My father passed away and my brother has been designated as personal representative for his estate. Does that mean he will get our family ʻāina? I had the power of attorney for our dad before he died. Am I supposed to be the personal representative?
By Liʻulā Christensen, NHLC Senior Staff Attorney
When a loved one passes away and the ʻohana is determining how to settle their loved one’s estate, often someone needs the legal authority to inventory, maintain, and distribute that person’s property and assets, called their estate, to those legally entitled to it, including heirs and creditors. For example, someone may need the authority to pay their loved one’s bills, or transfer title to their loved one’s home to their heirs. A personal representative can have that authority.
Personal representatives, if needed, must be appointed by a court. The court may appoint a specific person because the deceased person asked them to be their personal representative in their will. If a personal representative is not named in a will, or if the loved one did not have a will, the court can choose someone that petitions to be appointed as personal representative.

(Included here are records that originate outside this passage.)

PR #2112, opened 2025-06-27
Add the current auth method and GCP Project config to the about message

### LINKED ISSUE #1992: Add login method and GCP project config to /about

add new fields to /about

### Why is this needed?

The only way you can determine how you are currently logged in is to re-auth

Also - if you have competing local env and .env settings for project, it may not be clear which one CLI is picking up.

### Additional context

_No response_

ptone:
## TLDR

Add two more rows to the about information, to help people better understand their current configuration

Hawaiʻi law provides rules for who will be given priority to serve as personal representative, and a process for objecting to a person’s appointment as the personal representative. Often, surviving spouses or close relatives are appointed to the personal representative role.
Appointment as personal representative means that the person steps into the shoes of the deceased person – in a sense, becoming that person for the limited purpose of administering the estate.
This includes accounting for all the deceased person’s property and maintaining it during the time it takes to settle the estate, pay debts, and then give the remainder of the deceased person’s property to their rightful devisees (persons gifted property in a will) or heirs (relatives entitled under state law to receive estate property not gifted by a valid will), according to probate laws and rules.
This kuleana has some similarity to the kuleana of someone, called an agent, with a power of attorney to act on behalf of another person, called a principal, and manage the principal’s affairs while they are alive.
Importantly, however, a power of attorney provides legal authority for one person to act on behalf of another who is alive. When the principal passes away, the authority provided by the power of attorney ends. An agent who held a power of attorney for someone who has since died is not automatically appointed to be the personal representative for the estate. The appointment of a personal representative will depend on the deceased person’s will or the outcome of the court’s selection process.
Personal representatives for a deceased person’s estate are not necessarily entitled to personal ownership of property in an estate – though they will steward the estate’s property and have the authority to take actions involving the property to settle the estate. They are bound, however, to follow all probate laws and rules to execute their duties. If they do not, they could be personally liable to devisees or heirs.
Personal representatives may be paid reasonable compensation for their services attending to the kuleana of administering the deceased person’s estate. It is also possible for the person who serves as the personal representative to also be a devisee or heir to the deceased person. In any of those situations, the person serving as the personal representative might receive property from the estate, not because they are the personal representative, but rather for those other reasons.
This is a complex area of law, although it affects virtually all families. Devisees or heirs that have questions about how to work with a personal representative and the process for ultimately receiving any property they are entitled to from the estate will benefit from talking to a probate lawyer.